Top of Source material

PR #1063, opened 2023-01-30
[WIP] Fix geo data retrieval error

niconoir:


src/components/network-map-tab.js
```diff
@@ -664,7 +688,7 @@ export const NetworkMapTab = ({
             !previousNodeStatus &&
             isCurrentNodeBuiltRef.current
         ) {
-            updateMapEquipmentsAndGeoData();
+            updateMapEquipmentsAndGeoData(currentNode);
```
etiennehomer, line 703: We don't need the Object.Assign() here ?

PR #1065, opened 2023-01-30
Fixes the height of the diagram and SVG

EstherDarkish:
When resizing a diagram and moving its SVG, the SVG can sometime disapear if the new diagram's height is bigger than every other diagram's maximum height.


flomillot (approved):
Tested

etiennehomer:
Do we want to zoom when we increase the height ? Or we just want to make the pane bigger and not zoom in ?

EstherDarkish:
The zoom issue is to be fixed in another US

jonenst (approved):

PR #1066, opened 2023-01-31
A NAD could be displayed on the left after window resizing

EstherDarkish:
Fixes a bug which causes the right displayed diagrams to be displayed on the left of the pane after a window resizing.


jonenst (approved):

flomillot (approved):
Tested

Bottom of Source material
Top of Source material

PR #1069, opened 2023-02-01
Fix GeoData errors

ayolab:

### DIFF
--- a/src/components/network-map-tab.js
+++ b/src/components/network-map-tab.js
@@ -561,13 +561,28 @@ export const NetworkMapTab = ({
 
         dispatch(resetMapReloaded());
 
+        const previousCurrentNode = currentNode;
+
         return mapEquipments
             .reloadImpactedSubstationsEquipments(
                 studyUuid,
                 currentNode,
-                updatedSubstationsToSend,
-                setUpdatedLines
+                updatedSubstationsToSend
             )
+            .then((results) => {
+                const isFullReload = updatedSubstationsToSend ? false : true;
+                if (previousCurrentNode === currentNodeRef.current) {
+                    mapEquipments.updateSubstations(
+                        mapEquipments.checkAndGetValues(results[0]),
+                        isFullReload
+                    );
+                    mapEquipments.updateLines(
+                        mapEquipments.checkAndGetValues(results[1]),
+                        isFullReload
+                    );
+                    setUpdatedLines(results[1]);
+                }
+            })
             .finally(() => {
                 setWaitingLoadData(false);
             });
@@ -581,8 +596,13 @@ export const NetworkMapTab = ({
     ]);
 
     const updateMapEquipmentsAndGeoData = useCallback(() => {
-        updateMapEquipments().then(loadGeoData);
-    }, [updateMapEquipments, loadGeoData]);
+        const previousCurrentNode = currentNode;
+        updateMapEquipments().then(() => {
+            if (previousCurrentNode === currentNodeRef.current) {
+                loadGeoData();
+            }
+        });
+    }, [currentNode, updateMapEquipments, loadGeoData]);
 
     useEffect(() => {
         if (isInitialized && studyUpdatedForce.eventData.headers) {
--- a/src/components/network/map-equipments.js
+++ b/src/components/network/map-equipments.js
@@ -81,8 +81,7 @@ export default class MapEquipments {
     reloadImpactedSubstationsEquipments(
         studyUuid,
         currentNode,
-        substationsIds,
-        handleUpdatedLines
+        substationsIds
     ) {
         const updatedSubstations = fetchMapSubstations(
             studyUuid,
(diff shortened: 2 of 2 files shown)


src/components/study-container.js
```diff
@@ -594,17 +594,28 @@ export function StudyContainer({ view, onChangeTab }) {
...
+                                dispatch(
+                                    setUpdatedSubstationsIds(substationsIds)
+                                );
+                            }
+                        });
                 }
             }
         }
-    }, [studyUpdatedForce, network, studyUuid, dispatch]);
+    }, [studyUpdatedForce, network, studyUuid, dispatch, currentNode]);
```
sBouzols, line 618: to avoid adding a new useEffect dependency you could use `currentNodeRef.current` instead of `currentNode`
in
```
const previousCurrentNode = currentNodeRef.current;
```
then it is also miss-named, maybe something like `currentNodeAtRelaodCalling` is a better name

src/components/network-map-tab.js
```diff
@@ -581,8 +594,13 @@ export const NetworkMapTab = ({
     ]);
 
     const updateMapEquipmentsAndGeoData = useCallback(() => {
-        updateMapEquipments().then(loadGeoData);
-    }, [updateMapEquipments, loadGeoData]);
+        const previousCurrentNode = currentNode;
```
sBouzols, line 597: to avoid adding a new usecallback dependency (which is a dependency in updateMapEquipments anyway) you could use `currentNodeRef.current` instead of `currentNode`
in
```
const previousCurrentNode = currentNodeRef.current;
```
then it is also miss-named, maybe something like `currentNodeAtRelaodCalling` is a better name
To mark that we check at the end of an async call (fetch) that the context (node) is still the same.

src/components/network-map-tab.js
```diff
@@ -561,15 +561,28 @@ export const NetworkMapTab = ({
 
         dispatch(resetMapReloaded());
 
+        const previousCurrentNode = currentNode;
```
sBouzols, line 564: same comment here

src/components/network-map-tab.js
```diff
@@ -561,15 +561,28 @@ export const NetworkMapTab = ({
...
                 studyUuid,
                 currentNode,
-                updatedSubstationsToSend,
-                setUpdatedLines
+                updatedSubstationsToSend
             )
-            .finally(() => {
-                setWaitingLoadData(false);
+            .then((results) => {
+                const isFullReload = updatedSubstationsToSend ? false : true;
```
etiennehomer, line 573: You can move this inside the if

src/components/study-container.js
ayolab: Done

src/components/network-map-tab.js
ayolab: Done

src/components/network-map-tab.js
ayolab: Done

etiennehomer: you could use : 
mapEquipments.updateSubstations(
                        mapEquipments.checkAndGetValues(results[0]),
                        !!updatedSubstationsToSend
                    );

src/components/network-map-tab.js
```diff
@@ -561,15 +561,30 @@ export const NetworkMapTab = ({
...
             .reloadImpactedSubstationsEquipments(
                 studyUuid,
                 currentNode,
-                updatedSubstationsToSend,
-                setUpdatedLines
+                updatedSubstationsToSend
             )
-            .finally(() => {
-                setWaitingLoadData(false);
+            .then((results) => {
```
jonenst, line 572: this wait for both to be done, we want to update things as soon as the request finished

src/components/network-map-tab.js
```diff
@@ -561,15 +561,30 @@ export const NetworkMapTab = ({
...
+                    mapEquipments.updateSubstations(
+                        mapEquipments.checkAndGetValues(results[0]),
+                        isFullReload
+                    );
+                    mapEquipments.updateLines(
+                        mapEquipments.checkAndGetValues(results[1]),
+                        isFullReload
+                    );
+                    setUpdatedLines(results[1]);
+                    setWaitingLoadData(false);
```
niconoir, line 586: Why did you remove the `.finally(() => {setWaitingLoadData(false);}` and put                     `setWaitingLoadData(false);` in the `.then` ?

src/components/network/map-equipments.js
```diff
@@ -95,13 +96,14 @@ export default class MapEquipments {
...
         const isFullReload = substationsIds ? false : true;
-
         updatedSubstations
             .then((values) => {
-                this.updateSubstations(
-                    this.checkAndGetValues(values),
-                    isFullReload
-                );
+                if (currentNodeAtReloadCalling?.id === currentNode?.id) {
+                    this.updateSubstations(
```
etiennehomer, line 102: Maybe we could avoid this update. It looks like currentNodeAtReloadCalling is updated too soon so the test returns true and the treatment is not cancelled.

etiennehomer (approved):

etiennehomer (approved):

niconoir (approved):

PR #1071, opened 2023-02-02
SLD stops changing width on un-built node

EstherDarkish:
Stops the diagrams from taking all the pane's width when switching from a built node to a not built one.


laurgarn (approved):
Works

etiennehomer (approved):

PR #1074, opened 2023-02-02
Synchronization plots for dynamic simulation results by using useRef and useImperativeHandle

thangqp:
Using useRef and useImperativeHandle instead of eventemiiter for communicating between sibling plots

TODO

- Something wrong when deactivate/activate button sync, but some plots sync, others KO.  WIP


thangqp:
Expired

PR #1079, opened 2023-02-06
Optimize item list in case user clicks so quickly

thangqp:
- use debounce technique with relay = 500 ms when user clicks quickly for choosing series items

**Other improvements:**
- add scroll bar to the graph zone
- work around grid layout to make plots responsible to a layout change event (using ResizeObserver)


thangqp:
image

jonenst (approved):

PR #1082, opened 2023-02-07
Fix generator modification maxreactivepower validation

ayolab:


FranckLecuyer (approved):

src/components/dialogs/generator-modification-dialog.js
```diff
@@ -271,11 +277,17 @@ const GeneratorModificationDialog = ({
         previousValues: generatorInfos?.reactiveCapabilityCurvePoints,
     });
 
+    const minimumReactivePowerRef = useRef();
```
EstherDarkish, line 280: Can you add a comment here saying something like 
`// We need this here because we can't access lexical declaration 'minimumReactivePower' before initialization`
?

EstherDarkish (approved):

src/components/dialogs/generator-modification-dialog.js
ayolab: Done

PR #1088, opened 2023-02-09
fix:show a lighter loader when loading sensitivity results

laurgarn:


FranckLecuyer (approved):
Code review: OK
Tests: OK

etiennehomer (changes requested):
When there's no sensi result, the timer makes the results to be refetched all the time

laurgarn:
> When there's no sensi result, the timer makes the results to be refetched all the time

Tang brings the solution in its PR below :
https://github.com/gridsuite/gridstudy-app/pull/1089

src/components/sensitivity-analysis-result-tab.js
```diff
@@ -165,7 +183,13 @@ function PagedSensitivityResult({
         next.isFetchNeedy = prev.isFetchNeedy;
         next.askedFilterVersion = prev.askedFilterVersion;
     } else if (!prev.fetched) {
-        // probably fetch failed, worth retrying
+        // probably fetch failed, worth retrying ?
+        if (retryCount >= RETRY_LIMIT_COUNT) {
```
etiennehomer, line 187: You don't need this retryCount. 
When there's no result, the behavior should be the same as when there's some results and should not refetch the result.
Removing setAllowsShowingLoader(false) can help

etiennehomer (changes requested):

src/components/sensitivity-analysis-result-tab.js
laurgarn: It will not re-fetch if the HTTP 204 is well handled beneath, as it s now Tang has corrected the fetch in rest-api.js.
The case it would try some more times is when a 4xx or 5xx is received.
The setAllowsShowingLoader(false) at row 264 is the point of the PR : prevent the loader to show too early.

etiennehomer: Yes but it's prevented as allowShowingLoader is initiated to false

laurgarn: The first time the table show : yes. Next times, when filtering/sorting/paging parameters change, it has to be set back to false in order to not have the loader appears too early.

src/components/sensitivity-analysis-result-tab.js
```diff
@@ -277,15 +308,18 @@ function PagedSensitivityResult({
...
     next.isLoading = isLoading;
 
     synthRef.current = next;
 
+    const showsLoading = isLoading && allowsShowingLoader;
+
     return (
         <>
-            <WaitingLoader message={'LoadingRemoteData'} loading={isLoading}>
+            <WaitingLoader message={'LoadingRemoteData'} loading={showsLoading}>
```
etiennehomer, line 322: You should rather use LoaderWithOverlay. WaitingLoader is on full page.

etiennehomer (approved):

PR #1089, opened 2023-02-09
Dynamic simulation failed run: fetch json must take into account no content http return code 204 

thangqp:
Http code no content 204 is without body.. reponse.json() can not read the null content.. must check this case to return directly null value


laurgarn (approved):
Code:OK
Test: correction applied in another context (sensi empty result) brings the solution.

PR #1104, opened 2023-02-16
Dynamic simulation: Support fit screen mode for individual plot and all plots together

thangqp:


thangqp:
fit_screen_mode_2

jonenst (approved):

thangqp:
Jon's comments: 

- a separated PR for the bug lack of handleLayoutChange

Bottom of Source material

- **What you should do**
Search the listing for the string "instead". Copy each line where it is found.

- **Exercise result**
sBouzols, line 618: to avoid adding a new useEffect dependency you could use `currentNodeRef.current` instead of `currentNode`
sBouzols, line 597: to avoid adding a new usecallback dependency (which is a dependency in updateMapEquipments anyway) you could use `currentNodeRef.current` instead of `currentNode`
Using useRef and useImperativeHandle instead of eventemiiter for communicating between sibling plots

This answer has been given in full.